Visual generation frameworks follow a two-stage approach: first compressing visual signals into latent representations and then modeling the low-dimensional distributions. However, conventional tokenization methods apply uniform spatial compression ratios regardless of the semantic complexity of different regions within an image. For instance, in a beach photo, the simple sky region receives the same representational capacity as the semantically rich foreground. Pooling-based approaches extract low-dimensional features but lack direct supervision on individual elements, often yielding suboptimal results. Correspondence-based methods that employ bipartite matching suffer from inherent instability, as supervisory signals vary across training iterations, leading to inefficient convergence.

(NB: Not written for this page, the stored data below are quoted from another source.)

Issue #693, opened 2018-01-23
Impact being bound to checks is limiting when composing new rules


rdeltour:
The _impact_ property ("minor", "moderate", "serious", or "critical") is currently bound to a _check_. It means that when composing a new _rule_, this rule will necessarily inherit the impacts of the underlying checks.

In my understanding however, a check is an "abstract" atomic piece of logic. A _rule_ on the contrary is the "concrete" implementation of a given accessible guideline. The actual impact of a violation only makes sense for a given rule.

For instance, the `non-empty-title` check has a `serious` impact. But there may be cases where a rule checks the presence of empty titles but isn’t about a serious violation (we have such rules in the digital publishing context). In that case, we have no other choice than implementing a custom check with a lesser impact, even if the implementation logic is exactly the same as `non-empty-title`.

A possible improvement IMO would be to associate the impact to the check only when the rule is composed, but not bake it in the check.

WilcoFiers:
Can you clarify what you mean with:
> associate the impact to the check only when the rule is composed

rdeltour:
> Can you clarify what you mean with:
>>    associate the impact to the check only when the rule is composed

If the rule’s violation impact depends on which check actually failed, then the checks’ impacts can be bound (or overridden) when the rule is configured. Concretely, the `any`, `all`, and `none` fields of the rule, could be set to (in addition to arrays of string IDs) arrays of tuples (ID,impact).

For instance:

```
{
  "id": "aria-roles",
  "selector": "[role]",
   (…)
  "all": [],
  "any": [],
  "none": [
    ["invalidrole", "critical"],
    ["abstractrole", "serious"],
    ["unsupportedrole", "moderate"]
  ]
}
```

WilcoFiers:
Had a quick talk with the team. I think your proposal overcomplicates things. It would certainly take a bunch of reworking of internal tools, so I'm not a fan of that. I think we should simplify this instead.  we think it would be better to simply allow an `impact` property on the rule `metadata` object. This can override whatever comes out of the checks.

rdeltour:
> we think it would be better to simply allow an impact property on the rule metadata object. This can override whatever comes out of the checks.

Yes, I think it's a good intermediary workaround.

In fact my first answer draft included something similar to what you describe, as an alternative to my comment above :-) but since the clarification was specifically about check/impact association, I ended up pruning that part…

[...]

PR #2393, opened 2020-07-17
feat(rule): optional impact on rules

WilcoFiers:
Allows an impact property on rules, which if used overrides the impact of all checks for that rule.

Includes the deletion of the unreleased `has-accessible-text` check, which was added because axe-core did not support this feature.

Closes issue: #693

## Reviewer checks


doc/API.md
```diff
@@ -202,7 +202,7 @@ axe.configure({
   - `rules` - Used to add rules to the existing set of rules, or to override the properties of existing rules
     - The rules attribute is an Array of rule objects
     - each rule object can contain the following attributes
-      - `id` - string(required). This uniquely identifies the rule. If the rule already exists, it will be overridden with any of the attributes supplied. The attributes below that are marked required, are only required for new rules.
+      - `id` - string(required). This uniquely identifies the rule. If the rule already exists, it will be overridden with any of the attributes supplied. The attributes below that are marked required, are only required for new rules. - `impact` - string(optional). Override the impact defined by checks
```
straker, line 205: Looks like a newline is needed before the `impact` list item. Right now it's part of the same paragraph as `id`.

Image tokenization has evolved significantly to address compression challenges. Variational Autoencoders (VAEs) pioneered mapping images into low-dimensional continuous latent distributions. VQVAE and VQGAN advanced this by projecting images into discrete token sequences, while VQVAE-2, RQVAE, and MoVQ introduced hierarchical latent representations through residual quantization. FSQ, SimVQ, and VQGAN-LC tackled representation collapse when scaling codebook sizes. Other methods like set modeling have evolved from traditional Bag-of-Words (BoW) representations to more complex techniques. Techniques like DSPN use Chamfer loss, while TSPN and DETR employ Hungarian matching, though these processes often generate inconsistent training signals.

Researchers from the University of Science and Technology of China and Tencent Hunyuan Research have proposed a fundamentally new paradigm for image generation through set-based tokenization and distribution modeling. Their TokenSet approach dynamically allocates coding capacity based on regional semantic complexity. This unordered token set representation enhances global context aggregation and improves robustness against local perturbations. Moreover, they introduced Fixed-Sum Discrete Diffusion (FSDD), the first framework to simultaneously handle discrete values, fixed sequence length, and summation invariance, enabling effective set distribution modeling. Experiments show the method’s superiority in semantic-aware representation and generation quality.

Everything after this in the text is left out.